With these two components, the MAPS can find the metastatic cell using the antibody that binds to the EGFR receptor. It can be seen using photoacoustic imaging systems that detect the gold nanoparticle, but only when the MAPS interacts with a cancer cell.

To detect the gold nanoparticles bound to metastatic cells in the lymph nodes, the researchers developed an ultrasound-guided spectroscopic photoacoustic (sPA) imaging system. The technology provides the high contrast and sensitivity of optical imaging with the ability of ultrasound to provide clear resolution even in tissues deep inside the body.
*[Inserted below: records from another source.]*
PR #970, opened 2023-03-28
parsejson processor fix

maha-hajja:
### Description

for the parsejson processor, we accept the payload being nil, but if it's an empty rawData then it fails.
we should still convert rawData to structuredData if it was empty.

### Quick checks:

### DIFF
--- a/pkg/processor/procbuiltin/parsejson.go
+++ b/pkg/processor/procbuiltin/parsejson.go
@@ -35,18 +35,17 @@ func init() {
 
 // ParseJSONKey parses the record key from raw to structured data
 func ParseJSONKey(config processor.Config) (processor.Interface, error) {
-	return parseJSON(parseJSONKeyProcType, recordKeyGetSetter{}, config)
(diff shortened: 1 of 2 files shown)


pkg/processor/procbuiltin/parsejson.go
```diff
@@ -54,6 +54,11 @@ func parseJSON(
 		switch data.(type) {
 		case record.RawData:
 			var jsonData record.StructuredData
```
hariso, line 56: Nitpick: In the function's signature there's `config` which is unused. Credits go to GoLand.

hariso (approved):

pkg/processor/procbuiltin/parsejson.go
hariso: IMHO it's OK if it's left unused in those 2 methods (we don't _have_ to use it if we don't need a configuration), but where we don't need a parameter, we shouldn't put it. But again, really a nitpick.

PR #971, opened 2023-03-29
 Stream Inspector: Add metrics 

### LINKED ISSUE #742: Stream Inspector: Add metrics
### Feature description

Add metrics related to stream inspectors, for example, the number of open inspector sessions per connector/processor.

hariso:
### Description

Adds metrics for the number of inspector sessions per connector or processor.

Fixes #742.

### Quick checks:


pkg/inspector/inspector.go
```diff
@@ -114,17 +118,20 @@ func (i *Inspector) Send(ctx context.Context, r record.Record) {
 	}
 }
 
-func (i *Inspector) NewSession(ctx context.Context) *Session {
+func (i *Inspector) NewSession(ctx context.Context, componentID string) *Session {
```
hariso, line 121: As I was reviewing the PR myself, I realized it's better to have this in the inspector. After all, a single inspector manages sessions for only one component (connector or processor).

hariso: ... or no. Processors cannot be easily refactored. 

Processors themselves (i.e. `processor.Interface`) are created through builders. Builders (currently) only accept a processor configuration. Changing the builder would mean we'd change many places in the code.

Another approach is to create an inspector in `processor.Service.Create()`. A decorator would add inspection to all processors. `processor.Service` has all the important information needed for the metrics.

That would have a nice side-effect of simplifying the `procbuiltin.FuncWrapper` and `procjs.Processor` (it would reduce them to just one method). However, `processor.Store` is also building processors, so we'd need to duplicate the logic there as well.

All in all, I believe this is doable, but I think it would unnecessarily increase the scope of the PR. I'll try to refactor this in a separate one.

lovromazgon: I'd say that if we pour any amount of work into refactoring inspectors, it should be to move them to nodes and add an inspector wrapper node (or a normal inspector node that's added between other nodes). Then the logic would be contained to a single place, while connectors and processors wouldn't even know there is such a thing as an inspector. But I don't think this needs to be refactored right now, it's good enough and it works 👍

pkg/inspector/inspector.go
```diff
@@ -47,6 +50,7 @@ func (s *Session) close() {
 	s.once.Do(func() {
 		s.onClose()
 		close(s.C)
+		measure.InspectorsGauge.WithValues(s.componentID).Dec()
```
lovromazgon, line 53: If we move this call into `Session.onClose` (line 128) then we wouldn't have to store `componentID` in `Session`.

docs/metrics.md
```diff
@@ -19,19 +19,21 @@ locally, you can get metrics if you run `curl localhost:8080/metrics`.
...
+    | `conduit_dlq_bytes`                            | Histogram | Number of bytes* a DLQ connector processed per pipeline and plugin.                                            |
+    | `conduit_pipeline_execution_duration_seconds`  | Histogram | Amount of time records spent in a pipeline.                                                                    |
+    | `conduit_connector_execution_duration_seconds` | Histogram | Amount of time spent reading or writing records per pipeline, plugin and connector type (source, destination). |
+    | `conduit_processor_execution_duration_seconds` | Histogram | Amount of time spent on processing records per pipeline and processor.                                         |
+    | `conduit_dlq_execution_duration_seconds`       | Histogram | Amount of time spent writing records to DLQ connector per pipeline and plugin.                                 |
+    | `conduit_dlq_execution_duration_seconds`       | Histogram | Amount of time spent writing records to DLQ connector per pipeline and plugin.                                 |
```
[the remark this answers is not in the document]
hariso: Yup! Good catch!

Overall, tumor-bearing mice injected with the EGFR-targeted MAPS showed a sensitivity of 100% and a specificity of 87% for detection of lymph node micrometastases as small as 50 micrometers, which corresponds to about 30 metastatic cells. The detection of such a small number of cells in the lymph node offers a system that has the ability to identify metastasis very early in the process, which would allow early treatment.

“This combination greatly improves sensitivity and specificity of detection of cancerous cells in lymph nodes as compared to any other imaging modality in use today,” said co-senior author Konstantin Sokolov, PhD, of MD Anderson.

“Our method has a great potential to provide dramatic improvement in the clinical staging, prognosis, and therapeutic planning for cancer patients with metastatic disease without the need for invasive surgical biopsy,” added co-senior author Stanislav Emelianov, PhD.

The study was funded by the National Institutes of Health through the National Institute of Biomedical Imaging and Bioengineering (NIBIB) grant number R01EB008101 and the National Cancer Institute.